Aujourd’hui, les restrictions sur les transports imposent aux travailleurs la marche obligatoire pour regagner leur domicile. Le long de l’autoroute et des grandes artères dakaroises, les populations tentent par tous les moyens de rallier leur domicile avant d’être piégées en chemin. Et la marche est plus privilégiée à cause du déficit de moyens de transport, désormais sous haute surveillance pour éviter la propagation du Covid-19 qui en est à 119 cas testés positifs. «C’est difficile ces temps-ci. On ne peut pas rester à l’arrêt pour attendre les cars. Nous sommes obligés de marcher», se désole un homme, masque bien fixé sur la figure. Il n’est pas le seul à subir les aléas du couvre-feu. Les allées de la route qui part du Pont de l’émergence aux Parcelles Assainies sont bondées de citoyens qui reviennent de leur lieu de travail.
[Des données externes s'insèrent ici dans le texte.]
PR #607, opened 2023-06-14
ZKUI-364 - ability to delete non empty objects

hervedombya:
https://github.com/scality/zenko-ui/assets/135591453/ae4bf553-6cd5-4463-be33-ae0eea67869c


src/react/actions/s3bucket.ts
```diff
@@ -47,6 +49,19 @@ export function closeBucketDeleteDialog(): CloseBucketDeleteDialogAction {
...
+  return {
+    type: 'OPEN_BUCKET_EMPTY_DIALOG',
+    bucketName,
+  };
+}
+export function closeBucketEmptyDialog(): CloseBucketEmptyDialogAction {
+  return {
+    type: 'CLOSE_BUCKET_EMPTY_DIALOG',
+  };
+}
```
JBWatenbergScality: We aim to drop redux, for this simple state controlling the modal status I think it should be co-located with the empty button and it's modal and not deported to redux, this would ease unit testing and maintainability significantly .

src/react/ui-elements/EmptyConfirmation/EmptyConfirmationFooter.tsx
```diff
@@ -0,0 +1,41 @@
...
+      <p></p>
+      <Stack>
+        <Button
+          variant="outline"
+          onClick={cancel}
+          label={EMPTY_CANCEL_BUTTON_LABEL}
+        />
+        <Button
+          disabled={!isConfirm || loading}
+          className="delete-confirmation-delete-button"
```
JBWatenbergScality: nit: Why do we need this className ?

src/react/ui-elements/EmptyConfirmation/EmptySummary.tsx
```diff
@@ -0,0 +1,54 @@
...
+  const deleteResultData = useCreateDeleteResultData(deleteResult);
+
+  const close = useCallback(() => dispatch(closeBucketEmptyDialog()), []);
+
+  return (
+    <Modal
+      title={SUMMARY}
+      close={onClose}
+      isOpen
+      footer={<EmptySummaryFooter {...{ close }} />}
```
JBWatenbergScality: nit:
```suggestion
      footer={<EmptySummaryFooter  close={close} } />}
```

src/react/ui-elements/EmptyConfirmation/EmptySummaryList.tsx
```diff
@@ -0,0 +1,89 @@
...
+  const isSuccess = status === DeleteStatus.DELETED;
+
+  return (
+    <Box display="flex" gap={8} alignItems="center">
+      {isSuccess ? (
+        <Icon name={'Exclamation-circle'} color={'statusHealthy'} />
+      ) : (
+        <Icon name={'Exclamation-circle'} color={'statusCritical'} />
+      )}
+      {isSuccess ? DELETE_SUCCESS : DELETE_FAILED}
```
JBWatenbergScality: nit: We have to review thes to align them with the attachment status

src/react/ui-elements/EmptyConfirmation/EmptySummaryList.tsx
```diff
@@ -0,0 +1,89 @@
...
+    ],
+    [],
+  );
+
+export const EmptySummaryList = ({ data }: EmptySummaryListProps) => {
+  const columns = useCreateColumns();
+
+  if (!data.length) {
+    return null;
+  }
```
JBWatenbergScality: We generally prefer to use the empty table state so that the layout stay consistent between empty states and non empty states

src/react/ui-elements/EmptyConfirmation/useEmptyBucket.ts
```diff
@@ -0,0 +1,135 @@
...
+  const [delimiter, setDelimiter] = useState<DelimiterType>({});
+
+  const {
+    mutate: emptyBucket,
+    isLoading,
+    isSuccess,
+    isError,
+  } = useDeleteObjects();
+
+  const fetchObjects = async () => {
```
JBWatenbergScality: I think we can simplify this significantly thanks to our custom useAwsPaginatedResource hook. Also this implementation have flows if the modal get closed while it is performing the action as it will ends up in trying to update some state on an unmounted component. React Query have builtin ways to handle those things, we should try to use them instead of re-implementing data fetching in useEffect.

JBWatenbergScality (changes requested):
Pure UI review first:
 - the confirm input could be autofocus-ed when the modal is being opened
 - We should add a placeholder mentioning 'type confirm'
 - The status column in the summary should display the error message from the API
 - The table should be sorted by default on the status with the errors firstly displayed
 - For the column VersionId we should have a space between "Version" and "Id"
 - The warning banner icon should be exclamation-circle instead of the triangle (we are deprecating the triangle alternative)
 - The banner about governance bypass should only be displayed for object lock enabled buckets

Base Branch issue: I think this feature should target developement/2.1

General technical review: 
 - We are missing unit tests fro the feature
 - We should try to make the feature redux-free

src/react/databrowser/buckets/details/Overview.tsx
```diff
@@ -103,6 +104,8 @@ function Overview({ bucket, ingestionStates }: Props) {
   const features = useSelector((state: AppState) => state.auth.config.features);
   const { account } = useCurrentAccount();
   const [isErrorModalOpen, setIsErrorModalOpen] = useState(false);
+  const [isEmptyModalOpen, setIsEmptyModalOpen] = useState<boolean>(false);
```
JBWatenbergScality: I think the `Empty Button` it's state and it's accompanying modals should be in the same component. This will ease their testability

src/react/ui-elements/EmptyConfirmation/EmptySummary.tsx
```diff
@@ -0,0 +1,56 @@
...
+
+    return deleteResultData;
+  }, [deleteResult]);
+
+export const EmptySummary = ({
+  deleteResult,
+  onClose,
+  open,
+}: EmptySummaryProps) => {
+  const [isOpen, setIsOpen] = useState<boolean>(open);
```
JBWatenbergScality: The open/onClose props seems to be duplicated with the internal state. I think it can cause a lot of bugs as the props are not synchronised with the internal state. Probably you will want to simply use the props instead and remove the internal state

src/react/ui-elements/EmptyConfirmation/useEmptyBucket.ts
```diff
@@ -0,0 +1,41 @@
...
+            Objects: result,
+          },
+          BypassGovernanceRetention: true,
+        },
+        {
+          onError: (error) => {
+            const err = error as ApiError;
+            setErrorMsg(err?.message);
+          },
+        },
```
JBWatenbergScality: I thinks this can be simplify, we don't need any additional state here. You can simply get the error from the mutation result.
Also getting it from the mutation result will allow you to remove the useCallback here

src/react/queries.ts
```diff
@@ -206,3 +222,60 @@ export const getAccountSeedsQuery = () => ({
...
+          Key: v.Key || '',
+          VersionId: v.VersionId,
+        }),
+      ),
+    ];
+
+    if (deleteObjects?.length) {
+      callback?.(deleteObjects);
+    }
+  },
```
JBWatenbergScality: nit: For future enhancement we might want to move this to a selector. Indeed it will allow to use the same cached data for object listing

Use query have the following props for this purpose:
```
select: (data: TData) => unknown
Optional
This option can be used to transform or select a part of the data returned by the query function. It affects the returned data value, but does not affect what gets stored in the query cache.


```

src/react/ui-elements/EmptyConfirmation/EmptyConfirmationFooter.tsx
```diff
@@ -0,0 +1,46 @@
...
+  approve,
+  cancel,
+  loading = false,
+  isConfirm = false,
+  deleteNumber = 0,
+}: EmptyConfirmationFooterProps) => {
+  return (
+    <Wrap>
+      {loading && (
+        <BasicText>{deleteNumber} objects being deleted...</BasicText>
```
JBWatenbergScality:
```suggestion
        <BasicText>{deleteNumber} objects deleted...</BasicText>
```

src/react/ui-elements/EmptyConfirmation/useEmptyBucket.ts
```diff
@@ -0,0 +1,42 @@
...
+  bucketName: string,
+  callback: (data: S3.DeleteObjectsOutput) => void,
+) => {
+  const { mutateAsync, isLoading, isSuccess, isError, error } =
+    useDeleteObjects();
+
+  const deleteObjectsFn = useCallback(
+    async (result: S3.ObjectIdentifierList) => {
+      try {
+        const mutationResult = await mutateAsync({
```
JBWatenbergScality: why do we use mutateAsync here instead of a classical useMutation ?

src/react/ui-elements/__tests__/EmptyConfirmation.test.tsx
```diff
@@ -0,0 +1,77 @@
...
+  <QueryClientProvider client={queryClient}>{children}</QueryClientProvider>
+);
+jest.mock('../../next-architecture/ui/S3ClientProvider', () => ({
+  useS3Client: jest.fn(),
+}));
+jest.mock('react-redux', () => ({
+  useSelector: () => false,
+}));
+
+describe('EmptyConfirmation', () => {
```
JBWatenbergScality: I think we are missing 3 cases:
- "should enable button once typed confirm"
- "should display count of deleted items while deleting objects"
- "should display the summary when the operation is done"

src/react/ui-elements/__tests__/EmptySummary.test.tsx
```diff
@@ -0,0 +1,53 @@
...
+  });
+
+  it('should render the EmptySummaryList with the correct data', () => {
+    render(
+      <Wrapper>
+        <EmptySummary deleteResult={mockDeleteResult} onClose={() => {}} open />
+      </Wrapper>,
+    );
+
+    expect(screen.getByText('3 objects')).toBeInTheDocument();
```
JBWatenbergScality: We probably need to check more in details the rendered rows

src/react/queries.ts
hervedombya: we both use `select`  and `onSuccess` here because call a callback inside `select` will cause an infinit loop

src/react/ui-elements/DeleteBucket/index.tsx
```diff
@@ -0,0 +1,76 @@
...
+  const { isBucketEmpty, objectStatus } = useCheckIfBucketEmpty(bucketName);
+  const { mutate: deleteBucket, isLoading } = useDeleteBucket();
+
+  const handleDeleteClick = () => {
+    setIsDeleteModalOpen(!isDeleteModalOpen);
+  };
+
+  const approve = () => {
+    deleteBucket({ Bucket: bucketName });
+    handleDeleteClick();
```
JBWatenbergScality: This should probqbly be done on success of bucket deletion

src/react/ui-elements/EmptyBucket/EmptyBucketSummaryList.tsx
```diff
@@ -0,0 +1,143 @@
...
+const SummaryCell = (
+  value: number,
+  isFailed = false,
+  withIcon = false,
+  messages?: string[],
+) => {
+  const text = maybePluralize(value, 'object');
+  if (withIcon) {
+    return (
+      <Box display="flex" gap={8} alignItems="center">
```
JBWatenbergScality: This can also be achieved with our own stack component from core ui

src/react/ui-elements/EmptyBucket/utils.ts
```diff
@@ -0,0 +1,50 @@
...
+    } else {
+      uniqueMessages[message] = 1;
+    }
+  });
+
+  const uniqueArray = Object.keys(uniqueMessages).map((message) => ({
+    message,
+    errorNumbers: uniqueMessages[message],
+  }));
+
```
JBWatenbergScality: I think this implementation might be simplified thanks to the use of a Set. 

`[...new Set(errorMessages)]` probably does the same

src/react/ui-elements/__tests__/EmptyBucket.test.tsx
```diff
@@ -0,0 +1,178 @@
...
+    await waitFor(() => {
+      expect(selectors.summaryModal()).toBeInTheDocument();
+    });
+  });
+
+  it('button should be disabled when no objects', async () => {
+    jest.spyOn(hooks, 'useCheckIfBucketEmpty').mockReturnValue({
+      isBucketEmpty: false,
+      objectStatus: 'success',
+    });
```
JBWatenbergScality: I would instead prefer to re-mock using server.use via MSW

src/react/ui-elements/__tests__/EmptyBucket.test.tsx
```diff
@@ -0,0 +1,178 @@
...
+
+    userEvent.click(selectors.confirmButton());
+
+    await waitFor(() => {
+      expect(selectors.deletionLoading()).toBeInTheDocument();
+    });
+  });
+
+  it('fetch the data when user approve', async () => {
+    reduxRender(<EmptyBucket bucketName={bucketName} />);
```
JBWatenbergScality, line 113: I think we are missing some tests case in case the deletion fail

src/react/ui-elements/__tests__/EmptyBucket.test.tsx
```diff
@@ -0,0 +1,178 @@
...
+    });
+
+    await waitForElementToBeRemoved(
+      () => screen.getByText(/Deletion in progress/i),
+      { timeout: 10_000 },
+    );
+
+    await waitFor(() => {
+      expect(selectors.summaryModal()).toBeInTheDocument();
+    });
```
JBWatenbergScality, line 178: We should also check that we have the right numbers

src/react/ui-elements/DeleteBucket/index.tsx
hervedombya: Like this : ` deleteBucket({ Bucket: bucketName }, {
      onSuccess: () =>  {
        handleDeleteClick()
      }
    });` ?

src/react/ui-elements/EmptyBucket/utils.ts
hervedombya: I don't want to juste remove duplicates but create an array with unique message and his occurrence. Ex : if I have this array : `['error', 'error', 'error', 'error', 'error']`, I want to create an array of objects like this : `[{ message: 'error', errorNumbers: 5}]`

Actually I can maybe use array.reduce instead of forEach and Object.keys

Cuervino:
1. I think we use the character " instead of ' in the UI content, so the modal title could be adapted.

2. At the Summary step, the button should be in Primary style, not Outline.

3. I would change the notification banner text like that:
> The action of emptying can erase a maximum of 20 000 objects.
> For buckets with a substantial number of objects, an expiration workflow (lifecycle rule) could provide an effective alternative for emptying the bucket.

Cuervino (approved):
Few minor comments.

hervedombya:
> 1. I think we use the character " instead of ' in the UI content, so the modal title could be adapted.
> 2. At the Summary step, the button should be in Primary style, not Outline.
> 3. I would change the notification banner text like that:
> 
> > The action of emptying can erase a maximum of 20 000 objects.
> > For buckets with a substantial number of objects, an expiration workflow (lifecycle rule) could provide an effective alternative for emptying the bucket.

JBWatenbergScality (approved):
LGTM !!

En cet instant de la journée, seuls les véhicules particuliers et les rares cars de transport en commun se disputent la chaussée. On met l’accélérateur, car personne ne veut être rattrapé par l’heure du couvre-feu et ses rigueurs. «Nous évitons que 20h nous trouvent dehors. Chacun veut arriver à temps. La décision des autorités est passée par-là.  Et les citoyens sont dans l’obligation de respecter les mesures prises par l’Etat et le ministère de la Santé. Il y va de l’intérêt des populations qui doivent se prémunir du coronavirus», explique un automobiliste qui décide de remettre le pied en comptant les derniers instants qui le séparent de l’heure du couvre-feu.